Ich war komplett im Schock. Natürlich bin ich dann nach Florida runtergeflogen. Ich habe alle kennengelernt. Roberto Luongo, Bryan McCabe und die ganzen Stars. 

Und dann sind Sie getestet worden?

Jeder hat mich gefragt, was ich gemacht habe, wo ich gespielt habe. Dann musste ich zum Computer und meine Gedanken über einen gewissen Spieler sagen. Der größte Test war aber: Ich bin im Office gesessen und auf einmal kommt Sergei Bobrovski (Anmerkung: Startormann der Panthers). Er hat gesagt, ich soll mit ihm Russisch sprechen. Ich hatte es gelernt. Er hat kurz mit mir geredet und auf einmal hat er gesagt ‚er spricht gut Russisch‘. Danach haben sie mir mitgeteilt, dass sie mich nehmen. Die Sprachen waren ein großes Plus für mich.

Goalie Brobrovski testete Niec in Russisch

Goalie Brobrovski testete Niec in Russisch 

Ab welcher Altersstufe beobachten Sie Spieler? 

Ich habe als Amateur-Scout angefangen. Aber nicht, weil ich Amateur war, sondern weil du die jungen Spieler scoutest. Das heißt von 16 bis 19 Jahren suchst du Spieler für den Draft. Die ersten Jahre sind die schwersten, weil du weißt nicht ganz genau, was du suchst. Und du musst dir auch vorstellen können, wo der Spieler einmal sein wird. Mit 16 sind das noch Kinder. Manche werden schnell zum Mann, andere brauchen länger. Du musst Informationen sammeln, auch die Eltern, Oma, Opa sind wichtig. Es geht auch immer um den Charakter.

Bei Marco Kasper war es ähnlich. Als er von Detroit gedraftet wurde, sagte sein Vater Peter noch, dass er noch kein Mann sei. Zwei Jahre später wurde er zum Stammspieler.  Anders als ein Jurai Slafkovsky aus der Slowakei, der mit 18 Jahren über 1.90 Meter war.

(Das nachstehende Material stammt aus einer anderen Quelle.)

PR #5264, opened 2019-11-29
[FeedbackNeeded] test color report (drTest/Calypso)

hogoww:
Started to change colors used by DrTest and Calypso, to be less flashy.
Not ready, want to change some more stuff with Julien a bit later today.

commit number 3 is lacking a part of its message:  'and tweeked color to be less flashy'
overs are explicit


hogoww:
SimpleButtonMorph >> doButtonAction was as far as I went to find Calypso's colors. 
But I feel they are fine in comparison, being so small and without text, so i don't know if i'll investigate further.

src/Calypso-SystemPlugins-SUnit-Browser/ClyTestCommand.class.st
```diff
@@ -31,14 +31,15 @@ ClyTestCommand >> defaultMenuIcon [
...
+	theme := Smalltalk ui theme.
 	testResult hasPassed
-		ifTrue: [ color := Color green ].
+		ifTrue: [ color := theme successBackgroundColor ].
 	testResult hasFailures
-		ifTrue: [ color := Color yellow ].
+		ifTrue: [ color := theme warningBackgroundColor ].
 	testResult hasErrors
-		ifTrue: [ color := Color red ].
+		ifTrue: [ color := theme dangerBackgroundColor].
```
dionisiydk: I suggest to follow SUnit vocabulary: greenTestColor, yellowTestColor and redTestColor. This is well established naming.

dionisiydk (changes requested):

src/Calypso-SystemPlugins-SUnit-Browser/ClyTestCommand.class.st
hogoww: I like this. We wouldn't impact other users.
But should the other users keep those colors? 
It's a real question I'm wondering, I don't know about everything that's affected, but if it's as unreadable as miniDrTest, it might make sense to still change them.

hogoww:
Ok, so now we have default color described in Sunit. gonna try to find "better" colors for tests.

@dionisiydk Didn't find the color for unit tests in Calypso yet. Could you give me an hint as where I should look please?

hogoww:
Attempted to have better coloring for DrTest/Calypso test. Would love some feedback to be able to know what would be nicer.

Important note: Spec2 doesn't support coloring for buttons label's, so we're stuck with white text in dark mode for now.

src/SUnit-Core/TestResult.class.st
```diff
@@ -17,6 +17,41 @@ Class {
 	#category : #'SUnit-Core-Kernel'
 }
 
+{ #category : #'as yet unclassified' }
+TestResult class >> defaultColorBackGroundForErrorTest [
+	^ Smalltalk ui theme testColorError
```
juliendelplanque: Maybe extract `Smalltalk ui` in a separated method to avoid duplicating it everywhere?

src/SUnit-Core/TestResult.class.st
```diff
@@ -17,6 +17,41 @@ Class {
...
+]
+
+{ #category : #'as yet unclassified' }
+TestResult class >> defaultColorBackGroundForFailureTest [
+	^ Smalltalk ui theme testColorFailure
```
juliendelplanque: Same here

src/SUnit-Core/TestResult.class.st
```diff
@@ -17,6 +17,41 @@ Class {
...
+]
+
+{ #category : #'as yet unclassified' }
+TestResult class >> defaultColorBackGroundForPassingTest [
+	^ Smalltalk ui theme testColorPassing
```
juliendelplanque: Same here.

juliendelplanque (changes requested):
Seems nice, little detail to discuss, see related comments.

estebanlm:
1) I need a screenshot to evaluate the before/after of the changes
2) I like to remove hardcoded colours
3) This will be for Pharo9.0 now :)

hogoww:
For the dark theme:
Personnal notes first:
- I cannot read anything on the current success/failure, error is okay.
- My screen is probably too bright, but on it some colors are just blinding. Got to hide my drtest under another window 1
- We added support for default font color, but Spec does not support it yet (soon !). Still, this prevents us to do better, by replacing the font color and have a nice color, with readable text. 
(also, my color vision is not the best..)

success new
success_dark_new
success old
dark_success_old


failure new
Screenshot 2019-12-25 at 17 21 12

failure old
dark_failure_old


error new
error_dark_old
error old
dark_error_old

hogoww:
light theme
Only failure was unusable. 
I'm not sure why text is white and don't remember if I once knew. 
This is making it worse though.
iirc the text color follows the theme (white text dark theme / black text white theme...)

Success new
light_success_new
success old 
light_success_old

failure new
light_failure_new
failure old
light_failure_old

error new
error_failure_new
error old
light_error_old

Ducasse:
I usually cannot read comments in the black theme and the red is also far too strong I cannot read text in it.

Ducasse:
So take care of it is really important.

hogoww:
@Ducasse "I usually cannot read comments in the black" Alright, but this is unrelated to this PR, unless I misunderstood. 
"the red is also far too strong I cannot read text in it." Do you mean the Dark theme new red ?

juliendelplanque (approved):

Ducasse:
Julien we have a conflict.

hogoww:
Should be fine now

hogoww:
Failure seems unrelated :)

MarcusDenker (approved):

 Ja, der war schon mit 16 Jahren von der Statur her fertig. Aber der Marco, der war da noch ein Kind. Jetzt bekommt er auch die richtigen Muskeln, er ist ein richtiger Mann geworden.

Sie haben es schon betont: Das Umfeld des Spielers ist für die Scouts sehr wichtig. Da hatte Marco Kasper mit seinem Vater einen Vorteil …

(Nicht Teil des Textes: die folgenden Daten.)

PR #5267, opened 2019-11-29
3437-Add-test-for-Adding-an-instance-class-variable-remove-the-traits-of-a-class

### LINKED ISSUE #3437: Add test for: Adding an instance class variable remove the traits of a class

MarcusDenker:
- add test for adding a class side slot (class instance variable) and check that it gets added. 
- Check especially that the class does not lose the trait.
- add another test just testing adding slots, not class side slots
- autimattic deprecation rewrite

fixes #3437

### DIFF
--- a/src/TraitsV2-Tests/T2TraitWithComplexSlotsTest.class.st
+++ b/src/TraitsV2-Tests/T2TraitWithComplexSlotsTest.class.st
@@ -66,6 +66,31 @@ T2TraitWithComplexSlotsTest >> testTraitWithComplexSlot [
 ]
 
 { #category : #'instance creation' }
+T2TraitWithComplexSlotsTest >> testTraitWithComplexSlotAddClassSlot [
+	| t1 c1 |
+	self createSlotClass.
+	t1 := self newTrait: #T1 with: { #ivar }.
+	c1 := self newClass: #C1 with: { #aSlot } uses: { t1 }.
+	self assert: (c1 traitComposition includesTrait: t1).
+	c1 addClassSlot:  #ivar2 => InstanceVariableSlot.
+	self assert: c1 instVarNames equals: #( aSlot ivar ).
+	self assert: c1 class instVarNames equals: #( ivar2 ).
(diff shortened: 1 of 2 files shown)


src/TraitsV2-Tests/T2TraitWithComplexSlotsTest.class.st
```diff
@@ -65,6 +65,31 @@ T2TraitWithComplexSlotsTest >> testTraitWithComplexSlot [
...
+	| t1 c1 |
+	self createSlotClass.
+	t1 := self newTrait: #T1 with: { #ivar }.
+	c1 := self newClass: #C1 with: { #aSlot } uses: { t1 }.
+	self assert: (c1 traitComposition includesTrait: t1).
+	c1 addSlot: #ivar2 => InstanceVariableSlot.
+	self assert: c1 instVarNames equals: #( aSlot ivar2 ivar ).
+	self assert: (c1 traitComposition includesTrait: t1)
+]
+
```
guillep, line 92: Why are these tests repeating so many things? It kind of hides the purpose of the test (it would be good to name the test after its purpose too...)

guillep (changes requested):
I think the tests should better show the intention following the discussion in #3437
"adding a instance/class slot does not remove traits"

src/TraitsV2-Tests/T2TraitWithComplexSlotsTest.class.st
MarcusDenker: Thinking about it again: 
1) both tests test different things: one adds a slot, one adds a class slot. This is clear from the name of the tests
2) I test for both tests the same as you have to test the same: the added slot has to be there, the existing slots have to be still there *and* the trait needs to be there.

So the tests test adding a slot / adding a class slot in a class that has a Trait that itself has a slot and checks that everything is ok.

I prefer that to adding a test that is explicitly testing for one bug.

Ich habe mit dem Peter damals selbst bei den Vienna Capitals zusammengespielt. Das Gute war, dass der Marco immer dabei war, der hat alles gesehen und er wollte das auch selber. Und dann hat er auch den richtigen Weg eingeschlagen. Also, dass er nach Schweden gegangen ist.

Um Karriere zu machen, muss man Österreich früh verlassen?

Man muss sagen, in Österreich geht das Eishockey langsam nach oben, aber im Nachwuchs fehlt noch vieles. Wir müssen mehr mit der Jugend arbeiten, wir müssen mehr darauf achten, dass wir die richtigen Spieler ansprechen. Du siehst es zum Beispiel in Tschechien oder Schweden: Da sind Spieler, die zum Beispiel noch nicht so gut sind, aber die Trainer oder der Verband sagt, der könnte irgendwo hinwachsen. Also müssen sie mit ihm arbeiten und ihm eine Chance geben.

Sie sind jetzt Europa Scout. War das ein Aufstieg?

Ja. Ich habe einen Spieler gefunden, der mir gefallen hat. Ich habe das weitergeleitet und er hat im ersten Jahr gleich 26 NHL-Spiele absolviert. Das hat unserem General Manager so gefallen, dass ich einen Dreijahresvertrag als Europa Scout bekommen habe. 

Leben Sie noch in Wien?

Ich pendle zwischen Ostrava und Wien. Aber ich bin mehr als 200 Tage im Jahr auf Reisen. Vorwiegend in Europa und dann am Saisonende in Florida.